- PROVIDED ENTRIES -

PR #634, opened 2020-10-13
Dynamic Flows - Optional invalid fields should disallow submission [ADS-1640]

JulianG-TW:
## 🖼 Context

In recipients page the KRW currency schema contains an optional phone number field. In the video below the user enters an invalid phone number but the form is submitted regardless.

The same issue can happen with optional email addresses in other currencies.
Screen Recording 2020-10-12 at 16 46 29

This is caused because currently, the onChange event is called with valid = true because the phone number is removed from the model.

Consider the following schema:

```json
{
  "allOf": [
    {
      "title": "Phone schema",
      "type": "object",
      "properties": {
        "name": {
          "type": "string",
          "title": "Your name (required)",
          "minLength": 2,
          "maxLength": 45,
          "default": ""
        },
        "phone": {
          "type": "string",
          "format": "phone",
          "title": "Phone number (optional)",
          "minLength": 10,
          "maxLength": 12
        }
      },
      "required": ["name"]
    }
  ]
}
```

before

### Proposed Fix

We want to avoid removing invalid values from the model, so that onChange is called with valid = false when an optional field is invalid.

after

## 🤔 Considerations

Also tested with the following schema:

```json
{
  "allOf": [
    {
      "title": "Optional Email Schema",
      "type": "object",
      "properties": {
        "name": {
          "type": "string",
          "title": "Your name (required)",
          "minLength": 2,
          "maxLength": 45,
          "default": ""
        },
        "email": {
          "title": "Recipient Email",
          "type": "string",
          "placeholder": "example@example.ex",
          "validationMessages": {
            "pattern": "The email address is invalid."
          },
          "refreshFormOnChange": false,
          "pattern": "^[^\\s]+@[^\\s]+\\.[^\\s]+$",
          "maxLength": 255
        }
      },
      "required": ["name"]
    }
  ]
}
```

optional-email

## ✅ Checklist


StevePole:
I think the intent is that the phone control should have a minLength, then a partially entered value would be invalid.

packages/dynamic-flows/src/jsonSchemaForm/JsonSchemaForm.e2e.spec.js
```diff
@@ -137,17 +137,25 @@ describe('E2E: Given a component for rendering a JSON schema form', () => {
...
+      expect(onChange).toHaveBeenLastCalledWith(
+        { const: 'abcd', string: 'x' },
+        false,
+        stringSchema,
+      );
+    });
+
+    it('should call onChange with valid = false', () => {
+      expect(onChange.mock.calls[onChange.mock.calls.length - 1][1]).toBe(false);
     });
```
JulianG-TW, line 150: new test!

felixxiatransferwise (approved):

andreapiras (approved):

PR #637, opened 2020-10-14
feat: add a min-width and the ability to right align the date lookup calendar

helendurranttw:
## 🖼 Context

When the input width is limited, the calendar will only be as wide as the input. This forces the user to scroll horizontally within the calendar, which is a poor experience.

Screenshot 2020-10-14 at 13 32 37

To fix this we can increase the minimum width of the calendar. This, however, can create further issues if the input is positioned to the very right of the screen - the calendar may open in a position where it is cut off.

Screenshot 2020-10-14 at 13 31 56

## 🚀 Changes

Added a minimum width to the dropdown, to ensure it's always visible when the input is narrower than it. Added a check on open to see if the calendar is cut off on the right. If so, I align to the right.

## 🤔 Considerations

I didn't bother adding handling on resize, as it seems like the edge case of an edge case. I can easily do this though, if it seems necessary.

I'm concerned that some people may be relying on the width of the calendar limiting itself to the width of the input (i.e. it not having a min-width). I could consider adding a prop to trigger this behaviour, instead of applying it across the board.

## ✅ Checklist


sergonius:
> This, however, can create further issues if the input is positioned to the very right of the screen - the calendar may open in a position where it is cut off.

Couldn't we just check whether it's not visible and then programmatically change the positioning?

helendurranttw:
> Couldn't we just check whether it's visible and then programmatically change the positioning if needed?

@sergonius Good point! Will give that a shot :)

packages/components/src/dateLookup/DateLookup.js
```diff
@@ -68,24 +68,45 @@ class DateLookup extends PureComponent {
...
+    if (this.open && this.dropdown && this.dropdown.current) {
+      const dropdown = this.dropdown.current;
+      const bounding = dropdown.getBoundingClientRect();
+
+      const rightSideOffscreen =
+        bounding.right > (window.innerWidth || document.documentElement.clientWidth);
+      const leftSideOffscreen = bounding.left < 0;
+
+      if (rightSideOffscreen) {
+        // If both sides are offscreen, 🤷
```
sergonius, line 97: So what actually happens if both side appear to be off screen?
Since the min-width is 320px and that's the size of the smallest screens used these days, it could perhaps be displayed full screen, like a modal or something.

andreapiras (approved):

packages/components/src/dateLookup/DateLookup.js
helendurranttw: Yeah we had the same idea, to open in a bottom sheet like the select. But we will tackle this in a separate ticket :)

PR #646, opened 2020-10-26
fix: improve positioning logic to the date lookup cal

helendurranttw:
## 🖼 Context

I added some logic last week to right align the calendar if the edge is cut off on the right. I didn't account for there not being sufficient room to display it to the left once aligned.

## 🚀 Changes

I've added logic to only align right if there is sufficient room to display it right aligned: if not, it will just align itself to the leftmost edge. The calendar width is 320px, so the chance of anyone using a screen smaller than this is minimal.

## 🤔 Considerations

We will be adding a better fix for this soon; opening the calendar in a bottom drawer style similar to how we render select on mobile web. I'm adding this as a quick fix as the bug still exists in production.

## ✅ Checklist


helendurranttw:
We came up with a better way of doing it - coming soon in a new PR.

PR #647, opened 2020-10-26
fix: change tw-btn class so as not to clash with ad-blockers

helendurranttw:
## 🖼 Context

Ad blockers have taken to blocking buttons with the class `tw-btn` - a class applied to twitter sharing buttons. We need to change the class used by our buttons so we're not affected by this.

## 🚀 Changes

Changed the `tw-btn` classes to `np-btn`.

## 🤔 Considerations

Should we leave `tw-btn` on there for a few releases to be safe? Generally I’m in favour of declaring internal classes implementation detail, but I’m aware this is an extremely widely used component so I’m willing to compromise here.

## ✅ Checklist


andreapiras (approved):

helendurranttw:
As per @StevePole's suggestion we could move this CSS into Neptune. I think this is probably a good idea, but I'll do it separately in our next major Neptune CSS release, to ensure the change gets sufficient testing when we roll it out.

PR #654, opened 2020-11-04
chore: drawer & switch updates

helendurranttw:
## 🖼 Context

We had done some a11y refactoring on these components, but in the process we'd made some new props required. In order to prevent many breaking changes, we've decided to just add a warning for now. We will be releasing a breaking change next year where we enforce these "suggestions".

## 🚀 Changes

Un-broke the breaking changes we had previously committed to this branch, by making the newly required props not required. Added warnings instead. Also added our new np prefix to the classes.

## ✅ Checklist


packages/components/src/moneyInput/MoneyInput.js
```diff
@@ -4,6 +4,7 @@ import classNames from 'classnames';
 import Select from '../select';
 import './MoneyInput.css';
 import { Size } from '../common/propsValues/size';
+import { isEmpty } from '@transferwise/neptune-validation';
```
andreapiras, line 7: Is this supposed to be here?

helendurranttw: 🙈

packages/components/src/drawer/Drawer.js
```diff
@@ -11,6 +11,14 @@ import { Position } from '../common/propsValues/position';
 import KEY_CODES from '../common/keyCodes';
 
 const Drawer = ({ children, footerContent, headerTitle, onClose, open, position }) => {
+  if (!onClose && process.env.NODE_ENV === 'development') {
```
andreapiras, line 14: process doesn't exists on clientside. Please check how is this bundled in UMD

packages/components/src/drawer/Drawer.js
```diff
@@ -41,35 +49,35 @@ const Drawer = ({ children, footerContent, headerTitle, onClose, open, position
...
-              onKeyDown={handleOnKeyDown}
+              onKeyDown={onClose && handleOnKeyDown}
               aria-label="Close"
             >
               <CrossIcon size={24} />
             </div>
             {headerTitle && (
               <div className="align-heading m-l-2">
-                <h3 className="drawer-header--title">{headerTitle}</h3>
+                <h3 className="np-drawer-header--title">{headerTitle}</h3>
```
andreapiras, line 70: we should change this to class .h3

packages/components/src/button/Button.js
```diff
@@ -33,14 +34,10 @@ const Button = ({
...
-  /** @DEPRECATED Size.EXTRA_SMALL */
-  if (size === Size.EXTRA_SMALL && process.env.NODE_ENV === 'development') {
-    // eslint-disable-next-line
-    console.warn(
-      '@transferwise/components: The value Button.Size.EXTRA_SMALL for the prop `size` in the Button component has been deprecated, and will be removed in the next major release. Please use Button.Size.SMALL instead.',
-    );
-  }
-
+  logActionRequiredIf(
+    `Button has deprecated the \`Button.Size.EXTRA_SMALL\` value for the \`size\` prop. Please use Button.Size.SMALL instead.`,
```
andreapiras, line 38: You can use single quotes like [here](https://github.com/transferwise/neptune-web/pull/654/files#diff-3778ef06b1cc70d1c85dd8d07e2cd5e6e2da9fc4c365ab8176a045c03553ab09R16)
) to avoid backslash

andreapiras (approved):

packages/components/src/button/Button.js
helendurranttw: Ah yes, I originally had a ${} in there but removed it - thanks!

helendurranttw, line 38:
```suggestion
    'Button has deprecated the `Button.Size.EXTRA_SMALL` value for the `size` prop. Please use Button.Size.SMALL instead.',
```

- EXERCISE REQUIREMENTS -
Within the listing, count the lines that contain the word "these", and give the count by itself.

- ANSWER SECTION -
2